Major beneficiaries will be asset owners (local authorities and regional water companies), regulators, engineering consultants and other researchers working within the water sector. While the research is of immediate impact within the UK, the principles and understanding will be world leading and applicable elsewhere including countries bounding the Mediterranean Sea and more generally in arid and semi-arid coastal regions across the planet.

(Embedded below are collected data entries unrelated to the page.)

Issue #1807, opened 2023-03-15
Fix css style for dividers (<hr />)


andrepestana-aot:
The HR is there but its style is set to be transparent:

![image.png](https://images.zenhubusercontent.com/601c6b4f5322cf5c519d503f/6e91ed10-5551-43a1-8d9f-cb5a4bf934ab)

![image.png](https://images.zenhubusercontent.com/601c6b4f5322cf5c519d503f/cee33e5a-8d39-4c89-ba81-5faab5ac9e76)

It's needed to check why it changed to transparent and make it visible again.

ann-aot:
As discussed, keeping the PR as it is and created a ticket with the fix https://app.zenhub.com/workspaces/student-information-management-system-5fce9df5aa1b45000e937014/issues/gh/bcgov/sims/2359 to implement after the release signoff

PR #2356, opened 2023-09-26
#1807 - Fix css style for dividers (<hr />)

ann-aot:
- There were some new properties and classes for v-divider in Vuetify 3, added those properties for all `v-divider` for the fix. 
- The default opacity of the divider is `--v-border-opacity: 0.12;` updated it to `--v-border-opacity: 1 `
- Tried to make it as close to Figma
image
https://vuetifyjs.com/en/components/dividers/
**Screenshots**
image
image
image
image
image
image
image
image
image

### DIFF
--- a/sources/packages/web/src/components/aest/institution/modals/ApproveDenyDesignationModal.vue
+++ b/sources/packages/web/src/components/aest/institution/modals/ApproveDenyDesignationModal.vue
@@ -26,7 +26,7 @@
                 variant="outlined"
                 :rules="[checkStringDateFormatRule]"
                 hide-details="auto" /></v-col></v-row
-          ><v-divider></v-divider>
+          ><v-divider class="border-opacity-100" :thickness="2" />
           <h4 class="label-bold color-blue">Designate locations</h4>
           <v-row
             v-for="(item, index) in formModel.locationsDesignations"
--- a/sources/packages/web/src/components/common/restriction/ViewRestriction.vue
+++ b/sources/packages/web/src/components/common/restriction/ViewRestriction.vue
@@ -38,7 +38,7 @@
           ></v-row>
         </content-group>
         <template v-if="showResolution">
-          <v-divider></v-divider>
+          <v-divider class="border-opacity-100" :thickness="2" />
           <h3 class="category-header-medium mb-5">Resolution</h3>
           <v-textarea
             v-if="allowUserToEdit"
--- a/sources/packages/web/src/components/generic/ModalDialogBase.vue
+++ b/sources/packages/web/src/components/generic/ModalDialogBase.vue
@@ -19,12 +19,13 @@
           </h2>
         </slot>
       </v-card-title>
-      <v-divider class="mx-6 mt-1 mb-4"></v-divider>
+      <v-divider class="border-opacity-100" :thickness="2" inset />
       <v-card-text class="pt-0">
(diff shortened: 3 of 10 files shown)


sources/packages/web/src/components/aest/institution/modals/ApproveDenyDesignationModal.vue
```diff
@@ -26,7 +26,7 @@
                 variant="outlined"
                 :rules="[checkStringDateFormatRule]"
                 hide-details="auto" /></v-col></v-row
-          ><v-divider></v-divider>
+          ><v-divider class="border-opacity-100" :thickness="2" />
```
andrewsignori-aot, line 29: Just to think about it, should we consider that the project will use the opacity 100 as a default which means that we can override the default v-divider opacity globally?

andrewsignori-aot (commented):
Nice catch, just a comment to be considered.

sources/packages/web/src/components/aest/institution/modals/ApproveDenyDesignationModal.vue
dheepak-aot: In that case(if border-opacity-100 is going to be set for horizontal and vertical divider) we can do like this to set the default class. 

image

guru-aot: I agree we can have it globally

andrepestana-aot: We can just change the CSS:

image

dheepak-aot, line 29: I had the same feeling towards thickness as well. Instead of setting it 2 everywhere is there a way that we can bring that from constant. I know that we stay away from using typescript constants on vue components. @ann-aot tried to check if that works by setting defaults for a component at vuetify.ts and it didn't work. 

This is not a blocker comment. but trying to see if anyone has a better suggestion .

@andrewsignori-aot @andrepestana-aot @guru-aot ?

andrepestana-aot: I think that should be set via CSS: 
```css
.v-divider {
  opacity: 1 !important;
  border-top: 2px solid $common-border-color !important;
}
```

andrewsignori-aot: The styles can be used as @andrepestana-aot mentioned, I'm just not sure about the "border-top" for instance.
I wold look at the most specific style and override it.
For instance, probably vertical and horizontal may have different ones.

sh16011993 (approved):
Nice catch 👍 LGTM.

ann-aot:
As discussed, keeping the PR as it is and created a ticket https://app.zenhub.com/workspaces/student-information-management-system-5fce9df5aa1b45000e937014/issues/gh/bcgov/sims/2359 to implement after the release signoff

dheepak-aot (approved):
Looks good. Thanks for the investigation.

guru-aot (approved):
LGTM

andrewsignori-aot (approved):
Thanks for the research and the ticket creation. Looks good 👍

andrepestana-aot (approved):
👍

Issue #2287, opened 2023-09-12
Load Testing of Form.io using Student Application submission.


JasonCTang:
**Describe the task**
Load testing for Form.io submission.  Test using the Student Application to test the amount of submission that the form.io server can handle under different configurations and pod numbers. As a suggestion, we can have a Student Application payload sample submitted multiple times directly to the form.io server and check how the form.io server handles the requests till it stops.

**Acceptance Criteria**
- [x] Determine and document load testing strategy in wiki.
- [x] Document testing instructions in wiki so that the process can be repeated.
- [x] Run multiple test to check the performance by increasing the number of PODs and modifying CPU/memory per POD.
- [x] Produce reporting of output vs pod#s/CPU/memory configuration. 
  - Jason/Michelle to identify the location to save this report.
- [x] Identify the best configuration and modify the YAML file to standardize future deployment.

**Additional context**

andrewsignori-aot:
dev-forms
- 2 PODs
- 

checks.........................: 100.00% ✓ 977      ✗ 0
data_received..................: 8.7 MB  65 kB/s
data_sent......................: 3.7 MB  27 kB/s
http_req_blocked...............: avg=81.24ms  min=0s       med=35.86ms max=1.23s   p(90)=157.88ms p(95)=367.93ms
http_req_connecting............: avg=16.38ms  min=0s       med=15.56ms max=89.78ms p(90)=18.51ms  p(95)=19.93ms
http_req_duration..............: avg=11.78s   min=199.45ms med=11.44s  max=22.52s  p(90)=16.07s   p(95)=16.84s
  { expected_response:true }...: avg=11.78s   min=199.45ms med=11.44s  max=22.52s  p(90)=16.07s   p(95)=16.84s
http_req_failed................: 0.00%   ✓ 0        ✗ 978
http_req_receiving.............: avg=893.38µs min=0s       med=0s      max=16.09ms p(90)=1.65ms   p(95)=5.45ms
http_req_sending...............: avg=49.36µs  min=0s       med=0s      max=1ms     p(90)=53.82µs  p(95)=505.54µs
http_req_tls_handshaking.......: avg=64.71ms  min=0s       med=19.82ms max=1.22s   p(90)=138.56ms p(95)=350.97ms
http_req_waiting...............: avg=11.78s   min=185.99ms med=11.44s  max=22.51s  p(90)=16.07s   p(95)=16.84s
http_reqs......................: 978     7.300393/s
[...]

PR #2407, opened 2023-10-11
#2287 - Load Testing of Form.io using Student Application submission

andrewsignori-aot:
- Checked some possible tools for load testing,
- Chose K6 to create a POC with k6 based on the below facts:
  - It has an Open Souce version.
  - Tests can be written in javascript. "JavaScript is not generally well suited for high performance. To achieve maximum performance, the tool itself is written in Go, embedding a JavaScript runtime allowing for easy test scripting." (source https://k6.io/docs/).
  - Out-of-box output visualization can be extended (https://k6.io/blog/ways-to-visualize-k6-results).
  - It seems to be a well-known and largely used framework.
  - Extensive documentation and articles about it.
- Created a new package called `load-test` with two examples of tests targeting form.io. The package was created using a merge between the below two available templates. The main difference was that those templates were using `babel` and I replaced them with `ts-loader` which is the same already in place for the backend.
  - https://github.com/grafana/k6-template-typescript
  - https://github.com/grafana/k6-template-es6
- Adapted the solution to transpile typescript into javascript that K6 can execute.
- Added to the ticket comments many samples with test outputs with PODs variation and the `Horizontal Pod Autoscaler` working.
- Currently, the `Horizontal Pod Autoscaler` in OpenShift is not working and they will need to be adjusted. This PR is targeting the adjustment in the forms POD only.
- Adjusted the `forms-deploy.yml` with a new configuration for the  `Horizontal Pod Autoscaler`, CPU and Memory. The CPU and memory currently configured were not reflecting the values on DEV/TEST/PROD.
- The adjusted values, including the 50% CPU for the  `Horizontal Pod Autoscaler` were based on a 10min load test using 60 virtual users where 10334 submissions were made with 99.98% success and PODs auto-scaling from 2 to 6 to attend the requests. The average response time was 3.49s.

**Below is what looks like the deployment config when the autoscaler is active.**

image

**The below image shows the PODs number increasing in a load test where the CPU went over the limit.**

image

### K6 considerations
- It does not execute on top of Nodejs, it is written using Go and comes with JavaScript runtime allowing for easy test scripting, which means that Nodejs-specific libraries won't work.

### References
- https://nodeteam.medium.com/load-testing-tools-for-node-js-developers-98291ed75a4b
- https://medium.com/@sebastian.southern/performance-testing-in-typescript-with-k6-a65377f547e6
- https://k6.io/docs/get-started/installation/
- https://k6.io/docs/
- https://k6.io/docs/using-k6/test-lifecycle/
- https://k6.io/blog/ways-to-visualize-k6-results/
- https://k6.io/docs/testing-guides/api-load-testing/
- https://levelup.gitconnected.com/load-test-your-nodejs-app-using-k6-f7b2bd8fa5cf
- https://chat.developer.gov.bc.ca/channel/devops-how-to?msg=nMAruEuBv7iL67LEu

### Documentation created (work in progress)
- https://github.com/bcgov/SIMS/wiki/Load-testing


devops/openshift/forms-deploy.yml
```diff
@@ -164,11 +164,11 @@ objects:
     spec:
       scaleTargetRef:
         apiVersion: apps/v1
-        kind: ReplicationController
-        name: ${NAME}-rc
+        kind: DeploymentConfig
+        name: ${NAME}
```
guru-aot, line 168: Cool, thanks for doing this change

devops/openshift/forms-deploy.yml
```diff
@@ -164,11 +164,11 @@ objects:
...
       minReplicas: "${{REPLICAS}}"
-      maxReplicas: 10
-      targetCPUUtilizationPercentage: 80
+      maxReplicas: 6
+      targetCPUUtilizationPercentage: 50
```
guru-aot, line 171: I had this doubt yesterday when you are demoing, if the targetCPUUtilizationPercentage is cannot be raised above 50%. Can we change the CPU Request to a higher value like 1, and see if something changes??

andrepestana-aot: As I understood it was tested with 80% but there were many failed requests because it took long for the replicas to be up and running, so with 50% it had better results.

andrewsignori-aot: @guru-aot the CPU can go beyond 50% and it will because the new replicas will take a couple of minutes to start getting the extra load. As @andrepestana-aot mentioned, when leaving at 80% it was degrading too much the success responses.

andrepestana-aot (approved):
Look good!

devops/openshift/forms-deploy.yml
```diff
@@ -164,11 +164,11 @@ objects:
...
       scaleTargetRef:
         apiVersion: apps/v1
-        kind: ReplicationController
-        name: ${NAME}-rc
+        kind: DeploymentConfig
+        name: ${NAME}
       minReplicas: "${{REPLICAS}}"
-      maxReplicas: 10
-      targetCPUUtilizationPercentage: 80
+      maxReplicas: 6
```
ann-aot, line 170: just for my understanding my `minReplicas` is set as a variable and for `maxReplicas` we directly assigned the value

ann-aot (approved):
Nice research and work @andrewsignori-aot 👍 Thanks for the walkthrough. Just minor question.

sources/packages/load-test/src/_tests_/form-io/form-io-get-application/form-io-get-application.test.ts
```diff
@@ -0,0 +1,47 @@
...
+  return { formIOHeader };
+}
+
+/**
+ * Test scenario to executed as many times as defined by the test options.
+ * Part of the K6 life cycle.
+ * @param setupData setup data returned by setup method.
+ */
+export default function (setupData: SetupData) {
+  const response = getFormByAlias("sfaa2023-24", setupData.formIOHeader);
```
guru-aot, line 42: in the future, if we are setting forms for the next fiscal year and the form has some changes, do you think still we need to run these load testing parameter and find an optimal value for the CPU and replicas?

andrewsignori-aot: If we run the load testing every few months we will end up needing to have it updated but I do not believe that we have its content changed in a way that would impact the test results in such a way that it would be a concern.

devops/openshift/forms-deploy.yml
andrewsignori-aot: Yes, right now I am not changing it but the REPLICAS is also set in the parameters as 2 right now.

guru-aot (approved):
LGTM, nice work and start @andrewsignori-aot

dheepak-aot (approved):
Great job and thanks for the walk through.

Issue #2379, opened 2023-10-04
Contribution from Applicant and Spouse- Fix Contribution Expected from Applicant and Spouse Field in IER12 implementation  


HRAGANBC:
**Description of Task:**

**Description of Error:**
In the file below, one of the student applications has a record length that is longer than all the others. The error is located within application number 2023000696 - It seems to be Position number 516 in the IER record where the error starts. This corresponds to Contribution expected from Applicant and spouse

[Private Zenhub Image](https://api.zenhub.com/attachedFiles/eyJfcmFpbHMiOnsibWVzc2FnZSI6IkJBaHBBeHdIQVE9PSIsImV4cCI6bnVsbCwicHVyIjoiYmxvYl9pZCJ9fQ==--9840b7829b2bbaa321ebf8e695dbff8996145fd0/image.png)
 

[IER_012_2023-10-03_17.30.11.txt](https://api.zenhub.com/attachedFiles/eyJfcmFpbHMiOnsibWVzc2FnZSI6IkJBaHBBeGdIQVE9PSIsImV4cCI6bnVsbCwicHVyIjoiYmxvYl9pZCJ9fQ==--1f0f8515e9e421d434aec63ba7f6e9c70094f976/IER_012_2023-10-03_17.30.11.txt)

**Acceptance Criteria**
- [x] Ensure the combined decimal places is used for the mentioned fields 
- [x] Check if the value is without decimal places. 
- [x] Check other numeric fields and confirm no decimal as shown below there are at least two decimals 
[Private Zenhub Image](https://api.zenhub.com/attachedFiles/eyJfcmFpbHMiOnsibWVzc2FnZSI6IkJBaHBBeUFOQVE9PSIsImV4cCI6bnVsbCwicHVyIjoiYmxvYl9pZCJ9fQ==--61d4acc64a4886ca9a5eafe70a17da69beb962a9/image.png)

PR #2419, opened 2023-10-16
#2379 - Fix computer multiplication in combine decimal places

dheepak-aot:
## Floating point arithmetic issue in programming languages

image

https://stackoverflow.com/questions/45221535/javascript-floating-point-multiply-by-100-still-has-errors

## Issue and fix

Certain decimal numbers when multiplied by 100 may not return precise mathematical result as we expect

image

`Math.round()` seems to be one of the solutions to handle this issue.

But in the `combineDecimalPlaces` method we are dividing and then multiplying by 100 again, which re-creates the same issue which was fixed by `Math.round()`

image

Hence: Divide and multiply of the rounded value by multiplier is removed.

### File output
image

### DIFF
--- a/sources/packages/backend/libs/utilities/src/math-utils.ts
+++ b/sources/packages/backend/libs/utilities/src/math-utils.ts
@@ -31,7 +31,5 @@ export function combineDecimalPlaces(
 ): number {
   const multiplier = Math.pow(10, decimalPlaces);
   // Round the number up to the number of decimal places.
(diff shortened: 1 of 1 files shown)


andrewsignori-aot (approved):
Looks good 👍 
Thanks for the nice chat 😉

ann-aot (approved):
👍

guru-aot (approved):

The outputs and outcomes from the research will allow beneficiaries to:

Make a step change in the understanding of the interactions that control the transient nature, and the extent of, salt water intrusion within heterogeneous ground, beyond the present state-of-the-art which concentrates on
homogeneous conditions. This knowledge will be of fundamental value to regulators, utilities and consultants in developing more robust asset management systems that allow for the implementation of strategies to ensure
sustainable supplies of potable water from coastal aquifers.

Fulfil the requirement of asset management by providing notification of the imminent arrival of salt water at abstraction locations allowing them to develop area specific protocols to avoid SI.

It will integrate findings of highly controlled laboratory investigations with responses observed under real world conditions allowing the development fully transient 3D models (4D) of SI in naturally heterogeneous coastal
aquifers while providing methodologies for asset management across any given site.

Develop high quality / high impact methodologies that can be implemented in a variety of future research programmes beyond the duration of the research programme.